TASK INSTRUCTIONS:
Check each line of the data below for the word "feedback". How many lines have it? Answer with the number alone.

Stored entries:
PR #985, opened 2021-03-23
DUOS-977[risk=medium] Implemented Institution Resource

JVThomas:
Addresses [DUOS-977](https://broadworkbench.atlassian.net/browse/DUOS-977)

- PR adds InstitutionResource, InstitutionUtil (utility class), and associated tests. PR also slightly refactors InstitutionService and its associated tests.
- Requesting thorough review as code is adding new API endpoints.
- Would appreciate any feedback with regards to Java coding conventions

In all cases:


src/main/resources/assets/api-docs.yaml
```diff
@@ -2895,6 +2895,69 @@ paths:
...
+          description: Returns all institutions. If no results are found, an empty array is returned. 
+            Admin will see all details while non-Admins will only see a subset.
+        500:
+          description: Internal Server Error
+    post:
+      summary: Insitution CREATE resource
+      description: Creates new institution record based on json payload
+      responses:
+        200:
+          description: Creates and returns newly created record.
```
rushtong: This should be a 201 created response

src/main/resources/assets/api-docs.yaml
```diff
@@ -2895,6 +2895,69 @@ paths:
...
+        - name: id
+          in: path
+          description: Institution ID
+          required: true
+          schema:
+            type: String
+      responses:
+        200:
+          description: Returns target institution.
+            Admin will see all details while non-Admins will only see a subset.
```
rushtong, line 2910: I think we need a 404 here too.

src/main/java/org/broadinstitute/consent/http/ConsentApplication.java
```diff
@@ -251,6 +255,9 @@ public void run(ConsentConfiguration config, Environment env) {
         System.setProperty("sun.net.http.allowRestrictedHeaders", "true");
         configureCors(env);
 
+        //Response Formatters
+        final InstitutionUtil institutionUtil = injector.getProvider(InstitutionUtil.class).get();
```
rushtong: Does this need to be here as an injected instance? It could just be a final instance created on the resource itself and not necessarily be passed into the constructor.

src/main/java/org/broadinstitute/consent/http/service/InstitutionService.java
```diff
@@ -14,36 +14,41 @@
...
-    Date date = new Date();
-    Integer id = institutionDAO.insertInstitution(name, itDirectorName, itDirectorEmail, createUser, date);
-    return this.findInstitutionById(id);
-  }
+  };
 
-  public Institution createInstitution(String name, String itDirectorName, String itDirectorEmail, Integer createUser, Date date) {
-    Integer id = institutionDAO.insertInstitution(name, itDirectorName, itDirectorEmail, createUser, date);
-    return this.findInstitutionById(id);
+  //NOTE: if NAME column has the UNIQUE attribute in Postgres, can we trust that to throw errors in Java?
```
rushtong: yes, we can.

src/main/java/org/broadinstitute/consent/http/service/InstitutionService.java
```diff
@@ -14,36 +14,41 @@
...
+  public Institution createInstitution(Institution institution, Integer userId) {
+      //NOTE: should an error be thrown if id is NOT null? Data may be valid, but id present indicates non-normal request
```
rushtong: We have enough knowledge at this point to make an informed decision about what to do. We should just ignore the id value if it's there.

rushtong: The thing you do want to do here, since we've changed the method signature, is to make sure all of the required fields are non-null so we aren't inserting nulls.

src/main/java/org/broadinstitute/consent/http/service/InstitutionService.java
```diff
@@ -57,4 +62,11 @@ public Institution findInstitutionById(Integer id) {
   public List<Institution> findAllInstitutions() {
     return institutionDAO.findAllInstitutions();
   }
+
+  private void checkForEmptyName(Institution institution) {
+    String name = institution.getName();
+    if(name == null || name.isBlank()) {
```
rushtong: Prefer `Objects.nonNull()` to `== null`

src/main/java/org/broadinstitute/consent/http/resources/InstitutionResource.java
```diff
@@ -0,0 +1,117 @@
...
+      return createExceptionResponse(e);
+    }
+  }
+
+  @PUT
+  @Consumes("application/json")
+  @Produces("application/json")
+  @Path("/{id}")
+  @RolesAllowed(ADMIN)
+  public Response updateInstitution(@Auth AuthUser authUser, @PathParam("id") String paramId, String institution) {
```
rushtong: `paramId` can be an integer here and you won't have to parse it in the method

src/main/java/org/broadinstitute/consent/http/resources/InstitutionResource.java
```diff
@@ -0,0 +1,117 @@
...
+    try{
+      User user = userService.findUserByEmail(authUser.getName());
+      Integer id = Integer.parseInt(paramId);
+      Institution payload = new Gson().fromJson(institution, Institution.class);
+      Institution updatedInstitution = institutionService.updateInstitutionById(payload, id, user.getDacUserId());
```
rushtong, line 98: Before trying to update, we should check that it's a real one first and throw a NFE it there is no institution with the provided ID.

src/main/java/org/broadinstitute/consent/http/resources/InstitutionResource.java
```diff
@@ -0,0 +1,117 @@
...
+      String jsonResponse = new Gson().toJson(updatedInstitution);
+      return Response.ok().entity(jsonResponse).build();
```
rushtong: You don't need to convert it to a string first - just putting the updated institution into `entity(updatedInstitution)` will work.

src/main/java/org/broadinstitute/consent/http/resources/InstitutionResource.java
```diff
@@ -0,0 +1,117 @@
...
+  }
+
+  @DELETE
+  @Produces("application/json")
+  @Path("/{id}")
+  @RolesAllowed(ADMIN)
+  public Response deleteInstitution(@Auth AuthUser authUser, @PathParam("id") String paramId) {
+    try {
+      Integer id = Integer.parseInt(paramId);
+      institutionService.deleteInstitutionById(id);
```
rushtong, line 111: Similar feedback here: use `Integer` in the signature and make sure there really is an institution with the id before trying to delete it.

src/main/java/org/broadinstitute/consent/http/service/InstitutionService.java
```diff
@@ -14,36 +14,41 @@
...
-                                    Integer updateUser,
-                                    Date date) {
-    institutionDAO.updateInstitutionById(
-      id, institutionName, itDirectorName, itDirectorEmail, updateUser, date);
+      institutionPayload.getId(), 
+      institutionPayload.getName(), 
+      institutionPayload.getItDirectorName(), 
+      institutionPayload.getItDirectorEmail(), 
+      institutionPayload.getUpdateUser(),
+      institutionPayload.getUpdateDate());
```
rushtong: Similar feedback here, since we've changed signature, we should do some validation on required fields.
Also, we should be setting the update date here as a new date in the service class and not getting it from the object.

src/test/java/org/broadinstitute/consent/http/resources/InstitutionResourceTest.java
```diff
@@ -0,0 +1,160 @@
...
+
+public class InstitutionResourceTest {
+  private final AuthUser authUser = new AuthUser("test@test.com");
+  private final List<UserRole> adminRoles = Collections.singletonList(new UserRole(UserRoles.ADMIN.getRoleId(), UserRoles.ADMIN.getRoleName()));
+  private final List<UserRole> researcherRoles = Collections.singletonList(new UserRole(UserRoles.RESEARCHER.getRoleId(), UserRoles.RESEARCHER.getRoleName()));
+  private final User adminUser = new User(1, authUser.getName(), "Display Name", new Date(), adminRoles, authUser.getName());
+  private final User researcherUser = new User(1, authUser.getName(), "Display Name", new Date(), researcherRoles, authUser.getName());
+
+  @Mock InstitutionService institutionService;
+  @Mock UserService userService;
```
rushtong: These can be private too

src/test/java/org/broadinstitute/consent/http/resources/InstitutionResourceTest.java
```diff
@@ -0,0 +1,160 @@
...
+  }
+
+  private Institution initInsitutionModel() {
+    Institution mockInstitution = new Institution();
+    mockInstitution.setName("Test Name");
+    return mockInstitution;
+  }
+
+  private void initResource() {
+    resource = new InstitutionResource(userService, institutionService, institutionUtil);
```
rushtong: Having this in two places (here and `setUp`) is a bit confusing. As it stands now, resource will be initialized twice for any method that calls `initResource`. It would be cleaner to only have it here, and call `initResource` for every test method.

src/test/java/org/broadinstitute/consent/http/resources/InstitutionResourceTest.java
```diff
@@ -0,0 +1,160 @@
...
+  public void setUp() {
+    MockitoAnnotations.initMocks(this);
+    resource = new InstitutionResource(userService, institutionService, institutionUtil);
+  }
+
+  private Institution initInsitutionModel() {
+    Institution mockInstitution = new Institution();
+    mockInstitution.setName("Test Name");
+    return mockInstitution;
+  }
```
rushtong: This is only used in `institutionSetup` ... I think it would be more legible to just fold this code into that method instead of having two that do two parts of the same job.

src/test/java/org/broadinstitute/consent/http/resources/InstitutionResourceTest.java
```diff
@@ -0,0 +1,160 @@
...
+  @Mock InstitutionService institutionService;
+  @Mock UserService userService;
+  @Mock private UriInfo info;
+  @Mock private UriBuilder builder;
+  @Mock private User mockUser;
+  @Spy InstitutionUtil institutionUtil = new InstitutionUtil();
+
+  private InstitutionResource resource;
+
+  private Institution institutionSetup() {
```
rushtong: method naming nit: This is just creating an institution with mock values, not really setting anything up which would connote configuring services or resources.

src/test/java/org/broadinstitute/consent/http/resources/InstitutionResourceTest.java
```diff
@@ -0,0 +1,160 @@
...
+
+  private void initResource() {
+    resource = new InstitutionResource(userService, institutionService, institutionUtil);
+  }
+
+  @Test
+  public void testGetInstitutionsForAdmin() {
+    List<Institution> institutions = new ArrayList<Institution>();
+    Institution mockInstitution = institutionSetup();
+    institutions.add(mockInstitution);
```
rushtong: Condense:
```
List<Institution> institutions = Collections.singletonList(institutionSetup());
```

rushtong: Similar feedback in other test methods

src/test/java/org/broadinstitute/consent/http/resources/InstitutionResourceTest.java
```diff
@@ -0,0 +1,160 @@
...
+
+  @Test
+  public void testDeleteInstitution() { 
+    when(userService.findUserByEmail(anyString())).thenReturn(adminUser);
+    when(institutionService.updateInstitutionById(any(), anyInt(), anyInt())).thenReturn(null);
+    String paramId = "1";
+    Response response = resource.deleteInstitution(authUser, paramId);
+    assertEquals(200, response.getStatus());
+  }  
+}
```
rushtong, line 230: Other tests to consider are the 404's and making sure that response codes are appropriate.

src/test/java/org/broadinstitute/consent/http/resources/InstitutionResourceTest.java
```diff
@@ -0,0 +1,160 @@
...
+  @Test
+  public void getInstitutionNonAdmin() {
+    Institution mockInstitution = institutionSetup();
+    when(userService.findUserByEmail(anyString())).thenReturn(researcherUser);
+    when(institutionService.findInstitutionById(anyInt())).thenReturn(mockInstitution);
+    String id = "1";
+    Response researcherResponse = resource.getInstitution(authUser, id);
+    String json = researcherResponse.getEntity().toString();
+    assertEquals(200, researcherResponse.getStatus());
+    assertNotNull(json);
```
rushtong, line 119: For the non-admin responses, it would be nice to know that the exclusion strategy worked. You can coerce the string back into an object with Gson and check the fields

rushtong (changes requested):
Really good work here, love the exclusion strategy approach. See comments inline.

src/test/java/org/broadinstitute/consent/http/resources/InstitutionResourceTest.java
JVThomas: The InstitutionUtil tests covers this since that's where the ```ExclusionStrategy``` and the ```GsonBuilder``` are defined. This way I don't have to repeat this test across all of the ```@PermitAll``` routes. (Though for the non Admin response I just check the json directly since comparing the string is faster to type out than deserializing the ```Institution``` object and then checking each field).

src/main/java/org/broadinstitute/consent/http/resources/InstitutionResource.java
```diff
@@ -0,0 +1,111 @@
...
+  @GET
+  @Produces("application/json")
+  @PermitAll
+  public Response getInstitutions(@Auth AuthUser authUser) {
+    try{
+      User user = userService.findUserByEmail(authUser.getName());
+      Boolean isAdmin = institutionUtil.checkIfAdmin(user);
+      Gson gson = institutionUtil.getGsonBuilder(isAdmin);
+      List<Institution> institutions = institutionService.findAllInstitutions();
+      return Response.ok().entity(gson.toJson(institutions)).build();
```
rushtong, line 52: TOL: Normally, we'd just return the list as the entity. In this case, we **need** to run it through Gson so it handles the exclusion strategy. I think this could use a comment to explain why we're doing it this way. Same feedback for the other `PermitAll` method(s).

src/main/resources/assets/api-docs.yaml
```diff
@@ -2872,6 +2872,82 @@ paths:
...
+    post:
+      summary: Institution CREATE resource
+      description: Creates new institution record based on json payload
+      responses:
+        201:
+          description: Creates and returns newly created record.
+        500:
+          description: Internal Server Error
+        400:
+          description: "Bad request"
```
rushtong: nit: order by code, so 400 goes before 500. Same feedback throughout.

src/main/resources/assets/api-docs.yaml
```diff
@@ -2872,6 +2872,82 @@ paths:
...
+          required: True
+          schema: 
+            type: string
+      responses:
+        204: 
+          description: Deletes target institution (no return entity)
+        500: 
+          description: Internal Server Error
+        404:
+          description: "Institution not found"
```
rushtong: nit: rm the quotes.

src/test/java/org/broadinstitute/consent/http/service/InstitutionServiceTest.java
```diff
@@ -38,40 +39,126 @@ private void initService() {
...
-  public void testUpdateInstitutionById() {
+  public void testCreateInstitutionBlankName() {
+    Institution mockInstitution = initMockModel();
+    mockInstitution.setName("");
+    initService();
+    try{
+      service.createInstitution(mockInstitution, 1);
+      Assert.fail("Institution CREATE should not succeed with an empty name");
+    } catch(Exception e) {
+      assertEquals("Institution name cannot be null or empty", e.getMessage());
```
rushtong: nit: In general testing, I find that testing message string equality is unnecessary. I prefer to test exception types instead. It's more convenient to add an expect clause in the test annotation so that you know a certain call should throw a certain exception and then you can also simplify the code by removing the try/catch.
Similar feedback in other try/catch/assert blocks.

src/test/java/org/broadinstitute/consent/http/service/InstitutionServiceTest.java
```diff
@@ -38,40 +39,126 @@ private void initService() {
...
+      Assert.fail("Institution CREATE should not succeed with an empty name");
     } catch (Exception e) {
-      Assert.fail("Update should not fail");
+      assertEquals("Institution name cannot be null or empty", e.getMessage());
     }
   }
 
-  @Test(expected = Throwable.class)
-  public void testUpdateInstitutionByIdFail() {
+  //NOTE: would like to add a test for name duplication, but exception will differ depending on whether name column has the UNIQUE keyword applied
```
rushtong: See `changelog-consent-61.0.xml` ... we do not have a unique constraint on that column (yet). Feel free to add one or file a new ticket to add it as an update along with new tests.

src/test/java/org/broadinstitute/consent/http/service/InstitutionServiceTest.java
```diff
@@ -38,40 +39,126 @@ private void initService() {
...
-    doThrow(new Exception("Update method should pass on error from DAO")).when(institutionDAO).updateInstitutionById(anyInt(), anyString(), anyString(), anyString(), anyInt(), eq(new Date()));
-    service.updateInstitutionById(anyInt(), eq("New Name"), anyString(), anyString(), anyInt(), eq(new Date()));
+    try{
+      service.updateInstitutionById(mockInstitution, 1, 1);
+      Assert.fail("UPDATE should not succeed");
+    } catch(Exception e) {
+      assertEquals(error.getMessage(), e.getMessage());
+    }
+    
+  }
```
rushtong: Here's how I would rework this to be more generic
```
  @Test(expected = NotFoundException.class)
  public void testUpdateInstitutionByIdNotFound() {
    Institution mockInstitution = initMockModel();
    when(institutionDAO.findInstitutionById(anyInt())).thenThrow(new NotFoundException());
    initService();
    service.updateInstitutionById(mockInstitution, 1, 1);
  }
```

rushtong (changes requested):
Very minor suggestions inline, looking very good!

rushtong (approved):
Thank you for the changes!

raejohanek (approved):
works well, i love your tests!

ANSWER:
7